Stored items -
PR #3164, opened 2023-06-06
move sample bar to modal from looker in dynamic groups

sashankaryal:

Move sample bar to modal from looker in dynamic groups. This also makes it possible to maximize carousel / image in dynamic groups modal.

All E2E tests green locally.

        notes for FiftyOne users.

-   [ ] Other

### DIFF
--- a/app/packages/core/src/components/Modal/Group/DynamicGroup/UnorderedDynamicGroup.tsx
+++ b/app/packages/core/src/components/Modal/Group/DynamicGroup/UnorderedDynamicGroup.tsx
@@ -1,19 +1,71 @@
-import React from "react";
+import { Bar } from "@fiftyone/components";
+import { AbstractLooker } from "@fiftyone/looker";
+import * as fos from "@fiftyone/state";
+import React, { useRef } from "react";
+import { useRecoilValue } from "recoil";
+import styled from "styled-components";
+import { ModalActionsRow } from "../../../Actions";
 import Sample from "../../Sample";
 import { useGroupContext } from "../GroupContextProvider";
 import { DynamicGroupCarousel } from "./carousel/DynamicGroupCarousel";
 
+const RootContainer = styled.div`
+  height: 100%;
+  width: 100%;
+`;
+
+const ElementsContainer = styled.div`
+  width: 100%;
+  height: 100%;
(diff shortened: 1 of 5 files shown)


imanjra (approved):

app/packages/core/src/components/Modal/Group/DynamicGroup/UnorderedDynamicGroup.tsx
```diff
@@ -1,19 +1,72 @@
...
+            lookerRef={lookerRef}
+            hideSampleBar
+          />
+        )}
+      </ElementsContainer>
+    </RootContainer>
+  );
+};
+
+const UnorderedDynamicGroupBar = ({
```
ritch, line 55: Consider:

```typescript
interface UnorderedDynamicGroupBarProps {
  lookerRef: React.RefObject<AbstractLooker>;
}

const UnorderedDynamicGroupBar: React.FC<UnorderedDynamicGroupBarProps> = ({
  lookerRef,
}) => {
  // ...
};
```

ritch: `React.MutableRefObject<AbstractLooker | undefined>; could be replaced with React.RefObject<AbstractLooker> because MutableRefObject is expected to be initialized when it's created.

e2e/cypress/support/e2e.ts
```diff
@@ -9,6 +9,12 @@ compareSnapshotCommand({
   errorThreshold: 0,
 });
 
+Cypress.on("uncaught:exception", (err, runnable) => {
```
ritch, line 12: We probably shouldn't be ignoring all exceptions. Is there specific one you were trying to avoid causing a faliure? if so, add it here.

ritch (approved):
Added a few comments. Overall LGTM.

e2e/cypress/support/e2e.ts
sashankaryal: Right now we indiscriminately return false which means we're not ignoring any exceptions. I just wanted to keep it there in case we wanted to catch any known exceptions that could cause us trouble.

PR #3169, opened 2023-06-06
Server patches

benjaminpkane:
### Changes

* In `fiftyone.server.events`, copy the `StateUpdate` event as it is a shared object. Ideally, `StateDescription` can be updated to a `dataclass` for a cleaner solution
* In `fiftyone.core.state`, recursively convert `BaseDict` and `BaseList` data as they interferes with `dataclasses.asdict`

### DIFF
--- a/fiftyone/core/state.py
+++ b/fiftyone/core/state.py
@@ -5,13 +5,13 @@ Defines the shared state between the FiftyOne App and backend.
 | `voxel51.com <https://voxel51.com/>`_
 |
 """
-import json
+
 import logging
 import typing as t
 
 from bson import json_util
 from dataclasses import asdict
-from mongoengine.base import BaseDict
+from mongoengine.base import BaseDict, BaseList
 import strawberry as gql
 
 import eta.core.serial as etas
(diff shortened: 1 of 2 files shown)


lanzhenw (approved):

fiftyone/core/state.py
```diff
@@ -239,10 +239,20 @@ def serialize_fields(schema: t.Dict) -> t.List[SampleField]:
...
                     else field.info,
                 )
             )
 
     return data
+
+
+def _convert_mongoengine_data(data):
+    if isinstance(data, BaseDict):
+        return {k: _convert_mongoengine_data(v) for k, v in data.items()}
```
kaixi-wang, line 253: this will make ordered dicts into unordered dicts. not sure what implications if any that has, but just wanted to call it out in case

kaixi-wang (approved):

fiftyone/core/state.py
lanzhenw: shouldn't be an issue for python3.7 and after

benjaminpkane: JSON data is not ordered, and this is only for sending payload data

What to work on -
Copy the entries exactly, leaving no line out.

Finished exercise -
PR #3164, opened 2023-06-06
move sample bar to modal from looker in dynamic groups

sashankaryal:

Move sample bar to modal from looker in dynamic groups. This also makes it possible to maximize carousel / image in dynamic groups modal.

All E2E tests green locally.

        notes for FiftyOne users.

-   [ ] Other

### DIFF
--- a/app/packages/core/src/components/Modal/Group/DynamicGroup/UnorderedDynamicGroup.tsx
+++ b/app/packages/core/src/components/Modal/Group/DynamicGroup/UnorderedDynamicGroup.tsx
@@ -1,19 +1,71 @@
-import React from "react";
+import { Bar } from "@fiftyone/components";
+import { AbstractLooker } from "@fiftyone/looker";
+import * as fos from "@fiftyone/state";
+import React, { useRef } from "react";
+import { useRecoilValue } from "recoil";
+import styled from "styled-components";
+import { ModalActionsRow } from "../../../Actions";
 import Sample from "../../Sample";
 import { useGroupContext } from "../GroupContextProvider";
 import { DynamicGroupCarousel } from "./carousel/DynamicGroupCarousel";
 
+const RootContainer = styled.div`
+  height: 100%;
+  width: 100%;
+`;
+
+const ElementsContainer = styled.div`
+  width: 100%;
+  height: 100%;
(diff shortened: 1 of 5 files shown)


imanjra (approved):

app/packages/core/src/components/Modal/Group/DynamicGroup/UnorderedDynamicGroup.tsx
```diff
@@ -1,19 +1,72 @@
...
+            lookerRef={lookerRef}
+            hideSampleBar
+          />
+        )}
+      </ElementsContainer>
+    </RootContainer>
+  );
+};
+
+const UnorderedDynamicGroupBar = ({
```
ritch, line 55: Consider:

```typescript
interface UnorderedDynamicGroupBarProps {
  lookerRef: React.RefObject<AbstractLooker>;
}

const UnorderedDynamicGroupBar: React.FC<UnorderedDynamicGroupBarProps> = ({
  lookerRef,
}) => {
  // ...
};
```

ritch: `React.MutableRefObject<AbstractLooker | undefined>; could be replaced with React.RefObject<AbstractLooker> because MutableRefObject is expected to be initialized when it's created.

e2e/cypress/support/e2e.ts
```diff
@@ -9,6 +9,12 @@ compareSnapshotCommand({
   errorThreshold: 0,
 });
 
+Cypress.on("uncaught:exception", (err, runnable) => {
```
ritch, line 12: We probably shouldn't be ignoring all exceptions. Is there specific one you were trying to avoid causing a faliure? if so, add it here.

ritch (approved):
Added a few comments. Overall LGTM.

e2e/cypress/support/e2e.ts
sashankaryal: Right now we indiscriminately return false which means we're not ignoring any exceptions. I just wanted to keep it there in case we wanted to catch any known exceptions that could cause us trouble.

PR #3169, opened 2023-06-06
Server patches

benjaminpkane:
### Changes

* In `fiftyone.server.events`, copy the `StateUpdate` event as it is a shared object. Ideally, `StateDescription` can be updated to a `dataclass` for a cleaner solution
* In `fiftyone.core.state`, recursively convert `BaseDict` and `BaseList` data as they interferes with `dataclasses.asdict`

### DIFF
--- a/fiftyone/core/state.py
+++ b/fiftyone/core/state.py
@@ -5,13 +5,13 @@ Defines the shared state between the FiftyOne App and backend.
 | `voxel51.com <https://voxel51.com/>`_
 |
 """
-import json
+
 import logging
 import typing as t
 
 from bson import json_util
 from dataclasses import asdict
-from mongoengine.base import BaseDict
+from mongoengine.base import BaseDict, BaseList
 import strawberry as gql
 
 import eta.core.serial as etas
(diff shortened: 1 of 2 files shown)


lanzhenw (approved):

fiftyone/core/state.py
```diff
@@ -239,10 +239,20 @@ def serialize_fields(schema: t.Dict) -> t.List[SampleField]:
...
                     else field.info,
                 )
             )
 
     return data
+
+
+def _convert_mongoengine_data(data):
+    if isinstance(data, BaseDict):
+        return {k: _convert_mongoengine_data(v) for k, v in data.items()}
```
kaixi-wang, line 253: this will make ordered dicts into unordered dicts. not sure what implications if any that has, but just wanted to call it out in case

kaixi-wang (approved):

fiftyone/core/state.py
lanzhenw: shouldn't be an issue for python3.7 and after

benjaminpkane: JSON data is not ordered, and this is only for sending payload data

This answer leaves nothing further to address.